EXERCISE: Take the material below and output exactly the run of lines from the one containing "PR #6658, opened 2025-05-16" down to the one containing "To add another", with both included.

[STORED DATA — start]

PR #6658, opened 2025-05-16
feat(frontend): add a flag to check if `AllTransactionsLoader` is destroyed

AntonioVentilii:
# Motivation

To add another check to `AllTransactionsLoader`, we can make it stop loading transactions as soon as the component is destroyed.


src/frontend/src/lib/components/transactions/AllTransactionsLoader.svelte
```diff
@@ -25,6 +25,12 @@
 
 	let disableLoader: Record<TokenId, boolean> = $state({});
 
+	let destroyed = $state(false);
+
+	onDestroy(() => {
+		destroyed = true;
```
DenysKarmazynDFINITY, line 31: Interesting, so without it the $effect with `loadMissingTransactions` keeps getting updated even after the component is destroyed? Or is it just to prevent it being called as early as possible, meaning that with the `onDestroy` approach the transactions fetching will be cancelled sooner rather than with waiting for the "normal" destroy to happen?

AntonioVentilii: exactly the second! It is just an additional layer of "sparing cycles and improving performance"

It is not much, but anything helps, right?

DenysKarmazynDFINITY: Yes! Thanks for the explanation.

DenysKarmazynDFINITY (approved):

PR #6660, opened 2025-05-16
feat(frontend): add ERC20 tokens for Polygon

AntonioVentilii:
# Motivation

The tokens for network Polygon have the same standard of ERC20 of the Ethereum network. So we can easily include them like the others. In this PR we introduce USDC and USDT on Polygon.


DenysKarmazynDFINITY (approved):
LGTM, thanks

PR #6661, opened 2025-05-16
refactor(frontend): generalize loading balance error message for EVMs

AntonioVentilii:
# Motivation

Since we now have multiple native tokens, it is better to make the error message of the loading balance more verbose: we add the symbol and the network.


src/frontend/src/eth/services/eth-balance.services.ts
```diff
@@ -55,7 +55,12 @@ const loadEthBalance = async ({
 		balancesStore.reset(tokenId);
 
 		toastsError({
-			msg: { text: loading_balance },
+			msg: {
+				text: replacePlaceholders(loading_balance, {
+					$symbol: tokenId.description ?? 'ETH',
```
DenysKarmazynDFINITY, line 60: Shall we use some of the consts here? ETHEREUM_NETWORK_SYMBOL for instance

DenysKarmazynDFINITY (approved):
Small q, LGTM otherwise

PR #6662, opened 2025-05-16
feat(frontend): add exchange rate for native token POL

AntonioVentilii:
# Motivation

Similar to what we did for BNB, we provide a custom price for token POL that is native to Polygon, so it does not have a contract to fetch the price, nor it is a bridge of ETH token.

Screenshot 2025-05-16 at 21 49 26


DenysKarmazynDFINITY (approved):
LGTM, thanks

[STORED DATA — finish]
[STORED DATA — start]

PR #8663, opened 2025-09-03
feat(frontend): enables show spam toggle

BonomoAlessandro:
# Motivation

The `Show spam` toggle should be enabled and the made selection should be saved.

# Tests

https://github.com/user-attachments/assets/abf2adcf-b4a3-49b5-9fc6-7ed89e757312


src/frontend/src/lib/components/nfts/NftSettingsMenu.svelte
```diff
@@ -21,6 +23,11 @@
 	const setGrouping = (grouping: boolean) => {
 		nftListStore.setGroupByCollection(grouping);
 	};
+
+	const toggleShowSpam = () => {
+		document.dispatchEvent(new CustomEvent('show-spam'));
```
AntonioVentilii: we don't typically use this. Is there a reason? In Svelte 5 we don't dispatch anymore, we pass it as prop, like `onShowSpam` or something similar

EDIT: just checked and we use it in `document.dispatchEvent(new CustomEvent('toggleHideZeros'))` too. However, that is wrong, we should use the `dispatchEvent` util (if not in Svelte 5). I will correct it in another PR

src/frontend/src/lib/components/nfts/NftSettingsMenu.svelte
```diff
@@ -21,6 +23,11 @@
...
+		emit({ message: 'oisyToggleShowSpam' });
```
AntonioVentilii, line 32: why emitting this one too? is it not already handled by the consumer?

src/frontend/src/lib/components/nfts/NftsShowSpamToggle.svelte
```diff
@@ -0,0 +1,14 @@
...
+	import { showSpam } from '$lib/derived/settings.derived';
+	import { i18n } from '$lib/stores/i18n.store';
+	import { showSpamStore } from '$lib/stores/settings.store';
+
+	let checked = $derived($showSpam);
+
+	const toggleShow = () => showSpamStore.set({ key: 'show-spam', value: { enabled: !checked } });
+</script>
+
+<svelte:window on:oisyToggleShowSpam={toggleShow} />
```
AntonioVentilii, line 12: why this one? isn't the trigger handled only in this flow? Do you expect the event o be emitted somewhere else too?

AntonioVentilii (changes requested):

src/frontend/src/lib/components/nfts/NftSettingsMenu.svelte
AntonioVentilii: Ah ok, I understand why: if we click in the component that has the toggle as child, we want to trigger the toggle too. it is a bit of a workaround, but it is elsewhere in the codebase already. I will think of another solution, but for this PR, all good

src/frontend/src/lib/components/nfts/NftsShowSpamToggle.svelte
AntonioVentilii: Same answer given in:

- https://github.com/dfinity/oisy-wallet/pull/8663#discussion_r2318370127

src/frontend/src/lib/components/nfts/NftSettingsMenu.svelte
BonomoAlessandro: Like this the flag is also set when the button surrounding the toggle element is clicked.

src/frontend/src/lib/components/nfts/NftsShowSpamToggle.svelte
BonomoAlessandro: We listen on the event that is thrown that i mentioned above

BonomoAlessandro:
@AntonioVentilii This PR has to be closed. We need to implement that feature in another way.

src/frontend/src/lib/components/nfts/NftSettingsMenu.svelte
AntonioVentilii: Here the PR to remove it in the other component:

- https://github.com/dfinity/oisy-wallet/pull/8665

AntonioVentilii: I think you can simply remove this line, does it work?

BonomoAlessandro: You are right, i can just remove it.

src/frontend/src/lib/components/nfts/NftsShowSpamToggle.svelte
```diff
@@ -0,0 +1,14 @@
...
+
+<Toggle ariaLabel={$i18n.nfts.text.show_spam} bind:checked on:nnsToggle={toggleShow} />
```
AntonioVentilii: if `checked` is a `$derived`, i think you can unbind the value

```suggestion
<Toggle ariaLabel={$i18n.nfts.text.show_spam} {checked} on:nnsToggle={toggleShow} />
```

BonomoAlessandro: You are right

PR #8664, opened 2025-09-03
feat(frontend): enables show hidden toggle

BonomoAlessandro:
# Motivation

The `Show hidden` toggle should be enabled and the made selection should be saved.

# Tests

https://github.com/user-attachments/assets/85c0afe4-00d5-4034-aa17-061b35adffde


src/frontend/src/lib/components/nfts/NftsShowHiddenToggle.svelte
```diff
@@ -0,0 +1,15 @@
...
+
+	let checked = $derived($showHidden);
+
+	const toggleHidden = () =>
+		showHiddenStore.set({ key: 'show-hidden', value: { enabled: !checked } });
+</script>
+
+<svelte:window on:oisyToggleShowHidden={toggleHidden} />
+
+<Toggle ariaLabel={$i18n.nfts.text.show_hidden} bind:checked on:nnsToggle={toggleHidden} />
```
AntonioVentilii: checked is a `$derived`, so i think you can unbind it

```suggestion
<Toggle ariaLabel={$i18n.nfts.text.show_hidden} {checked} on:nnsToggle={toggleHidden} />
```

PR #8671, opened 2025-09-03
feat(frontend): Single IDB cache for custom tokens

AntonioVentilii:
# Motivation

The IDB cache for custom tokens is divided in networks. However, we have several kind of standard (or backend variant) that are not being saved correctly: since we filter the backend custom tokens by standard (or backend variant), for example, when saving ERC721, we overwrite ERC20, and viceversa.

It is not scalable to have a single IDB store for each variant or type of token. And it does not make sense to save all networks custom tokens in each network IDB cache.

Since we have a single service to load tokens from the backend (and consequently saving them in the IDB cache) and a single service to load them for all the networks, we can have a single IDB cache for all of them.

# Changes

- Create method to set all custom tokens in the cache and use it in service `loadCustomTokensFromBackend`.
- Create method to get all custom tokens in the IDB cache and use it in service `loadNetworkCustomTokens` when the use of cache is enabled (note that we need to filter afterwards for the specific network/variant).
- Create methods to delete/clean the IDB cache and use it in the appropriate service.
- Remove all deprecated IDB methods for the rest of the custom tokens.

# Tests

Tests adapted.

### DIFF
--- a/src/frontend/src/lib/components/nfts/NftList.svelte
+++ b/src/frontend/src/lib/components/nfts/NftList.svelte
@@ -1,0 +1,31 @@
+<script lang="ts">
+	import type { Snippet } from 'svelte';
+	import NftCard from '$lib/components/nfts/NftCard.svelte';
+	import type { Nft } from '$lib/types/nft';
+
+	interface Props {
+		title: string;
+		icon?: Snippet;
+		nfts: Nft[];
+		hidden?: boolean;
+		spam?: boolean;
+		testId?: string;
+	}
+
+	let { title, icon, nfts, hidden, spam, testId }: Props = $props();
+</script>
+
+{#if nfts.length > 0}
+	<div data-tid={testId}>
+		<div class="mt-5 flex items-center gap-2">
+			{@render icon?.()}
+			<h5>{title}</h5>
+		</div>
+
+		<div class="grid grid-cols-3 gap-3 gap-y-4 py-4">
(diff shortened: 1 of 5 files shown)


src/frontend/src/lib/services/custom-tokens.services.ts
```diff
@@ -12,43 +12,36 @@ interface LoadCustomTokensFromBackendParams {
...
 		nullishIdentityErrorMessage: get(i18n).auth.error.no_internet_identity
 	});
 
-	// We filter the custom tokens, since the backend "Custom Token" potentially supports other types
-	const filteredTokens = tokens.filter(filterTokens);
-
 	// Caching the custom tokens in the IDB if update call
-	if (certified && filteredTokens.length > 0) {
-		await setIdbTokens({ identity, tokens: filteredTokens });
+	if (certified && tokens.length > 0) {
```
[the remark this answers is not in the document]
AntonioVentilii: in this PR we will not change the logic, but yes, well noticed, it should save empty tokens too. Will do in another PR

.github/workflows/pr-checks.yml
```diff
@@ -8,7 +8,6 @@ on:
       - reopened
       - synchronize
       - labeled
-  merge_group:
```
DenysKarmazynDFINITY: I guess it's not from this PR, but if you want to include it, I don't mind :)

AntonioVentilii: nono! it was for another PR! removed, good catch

[STORED DATA — finish]

YOUR RESPONSE:
PR #6658, opened 2025-05-16
feat(frontend): add a flag to check if `AllTransactionsLoader` is destroyed

AntonioVentilii:
# Motivation

To add another check to `AllTransactionsLoader`, we can make it stop loading transactions as soon as the component is destroyed.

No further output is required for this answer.